Stored items:
PR #270, opened 2019-07-24
AbstractFFTs, rfft, plans, and a couple of tests

dsweber2:
I'm looking to use fft to make Fourier domain convolution. I added adjoints for `rfft`, `irfft`, and while I was at it added one for `bfft` and `brfft`.  `rfft` goes from reals to complex numbers, so  require some care on the user's part. Specifically, the array being multiplied by the adjoint should be conjugate symmetric, otherwise the imaginary part of the `irfft` will be dropped, leading to an incorrect derivative. I was tempted to add something that would enforce the Fourier domain being conjugate symmetric, but figured it would be more hassle than it's worth, since anyone who's bothering to use `rfft` in the first place should probably know they'd better be doing real operations (e.g. convolution). As it is, it's something that will need to be mentioned in documentation, whenever/however that should happen.

While I was at it I switched it over to `AbstractFFTs`; I was able to get gradient running on both normal arrays and cu arrays, so I'm fairly sure this worked, though it could definitely use more testing.

Given that we'd expect the same fft gradients to get used again and again, I've put together something that works for forward plans (`plan_fft` and `plan_rfft`) with both `*` and `\`. I'm not sure how to implement the backwards plans without writing one for every plan in `FFTW` and `CuArrays`, though realistically those would mostly be for completeness sake anyways.

I added some tests that are a bit more explicit about what the expected gradients are, and for a couple of sizes, and compared the plan versions to the explicit versions. Could probably use higher and lower dimensional examples, as I mostly left that section.


CarloLucibello:
Is FFTW.jl still needed?

dsweber2:
Looks like no, assuming the user has it installed in whatever environment they're running the tests from. I've removed it. I'm still a bit sketchy on how exactly Manifest/Project are supposed to work.

Project.toml
```diff
@@ -3,8 +3,8 @@ uuid = "e88e6eb3-aa80-5325-afca-941959d7151f"
 version = "0.3.2"
 
 [deps]
+AbstractFFTs = "621f4979-c628-5d54-868e-fcf4e3e8185c"
 DiffRules = "b552c78f-8df3-52c6-915a-8e097449b14b"
-FFTW = "7a1cc6ca-52ef-59f5-83cd-3a7055c09341"
```
mcabbott: I think if you include FFTW under [extras] instead, then it should be available only when testing. If that doesn't work then try adding also a section like this at the end:  
```
[targets]
test = ["Test", "Distances", "StatsFuns", "FFTW"]
```

CarloLucibello:
@dsweber2 as discussed in #553 it would be better to move over to AbstractFFT and have the FFTW dependency only for testing. Would you be willing to rebase and complete this PR?

dsweber2:
Glad we're pushing forward on this. Not sure why the tests aren't passing; when I got tired of living on a dev branch, I made a standalone package https://github.com/dsweber2/ZygoteFFTs.jl that contains just the fft adjoints, which does pass its tests.

src/lib/array.jl
```diff
@@ -774,54 +774,163 @@ end
...
+end
+
+@adjoint function ifftshift(x)
+    return ifftshift(x), function(Δ)
+        return (fftshift(Δ),)
+    end
+end
+
+
+# to actually use rfft, one needs to insure that everything that happens in the Fourier domain could've been done in the space domain with real numbers. This means enforcing conjugate symmetry along all transformed dimensions besides the first. Otherwise this is going to result in *very* weird behavior.
```
CarloLucibello: this comment should be broken in a few lines

src/lib/array.jl
```diff
@@ -774,54 +774,163 @@ end
...
+
+
+
+
+
+
+
+
+
+
```
CarloLucibello: no need for these whitelines

dsweber2:
alright, formatting changes made.

CarloLucibello:
nice, thanks!

bors r+

CarloLucibello:
@dsweber2 could your rebase? (hopefully for the last time)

▸ **Assignment**: Whatever is in the entries above, write it out exactly.

▸ **Answer**:
PR #270, opened 2019-07-24
AbstractFFTs, rfft, plans, and a couple of tests

dsweber2:
I'm looking to use fft to make Fourier domain convolution. I added adjoints for `rfft`, `irfft`, and while I was at it added one for `bfft` and `brfft`.  `rfft` goes from reals to complex numbers, so  require some care on the user's part. Specifically, the array being multiplied by the adjoint should be conjugate symmetric, otherwise the imaginary part of the `irfft` will be dropped, leading to an incorrect derivative. I was tempted to add something that would enforce the Fourier domain being conjugate symmetric, but figured it would be more hassle than it's worth, since anyone who's bothering to use `rfft` in the first place should probably know they'd better be doing real operations (e.g. convolution). As it is, it's something that will need to be mentioned in documentation, whenever/however that should happen.

While I was at it I switched it over to `AbstractFFTs`; I was able to get gradient running on both normal arrays and cu arrays, so I'm fairly sure this worked, though it could definitely use more testing.

Given that we'd expect the same fft gradients to get used again and again, I've put together something that works for forward plans (`plan_fft` and `plan_rfft`) with both `*` and `\`. I'm not sure how to implement the backwards plans without writing one for every plan in `FFTW` and `CuArrays`, though realistically those would mostly be for completeness sake anyways.

I added some tests that are a bit more explicit about what the expected gradients are, and for a couple of sizes, and compared the plan versions to the explicit versions. Could probably use higher and lower dimensional examples, as I mostly left that section.


CarloLucibello:
Is FFTW.jl still needed?

dsweber2:
Looks like no, assuming the user has it installed in whatever environment they're running the tests from. I've removed it. I'm still a bit sketchy on how exactly Manifest/Project are supposed to work.

Project.toml
```diff
@@ -3,8 +3,8 @@ uuid = "e88e6eb3-aa80-5325-afca-941959d7151f"
 version = "0.3.2"
 
 [deps]
+AbstractFFTs = "621f4979-c628-5d54-868e-fcf4e3e8185c"
 DiffRules = "b552c78f-8df3-52c6-915a-8e097449b14b"
-FFTW = "7a1cc6ca-52ef-59f5-83cd-3a7055c09341"
```
mcabbott: I think if you include FFTW under [extras] instead, then it should be available only when testing. If that doesn't work then try adding also a section like this at the end:  
```
[targets]
test = ["Test", "Distances", "StatsFuns", "FFTW"]
```

CarloLucibello:
@dsweber2 as discussed in #553 it would be better to move over to AbstractFFT and have the FFTW dependency only for testing. Would you be willing to rebase and complete this PR?

dsweber2:
Glad we're pushing forward on this. Not sure why the tests aren't passing; when I got tired of living on a dev branch, I made a standalone package https://github.com/dsweber2/ZygoteFFTs.jl that contains just the fft adjoints, which does pass its tests.

src/lib/array.jl
```diff
@@ -774,54 +774,163 @@ end
...
+end
+
+@adjoint function ifftshift(x)
+    return ifftshift(x), function(Δ)
+        return (fftshift(Δ),)
+    end
+end
+
+
+# to actually use rfft, one needs to insure that everything that happens in the Fourier domain could've been done in the space domain with real numbers. This means enforcing conjugate symmetry along all transformed dimensions besides the first. Otherwise this is going to result in *very* weird behavior.
```
CarloLucibello: this comment should be broken in a few lines

src/lib/array.jl
```diff
@@ -774,54 +774,163 @@ end
...
+
+
+
+
+
+
+
+
+
+
```
CarloLucibello: no need for these whitelines

dsweber2:
alright, formatting changes made.

CarloLucibello:
nice, thanks!

bors r+

CarloLucibello:
@dsweber2 could your rebase? (hopefully for the last time)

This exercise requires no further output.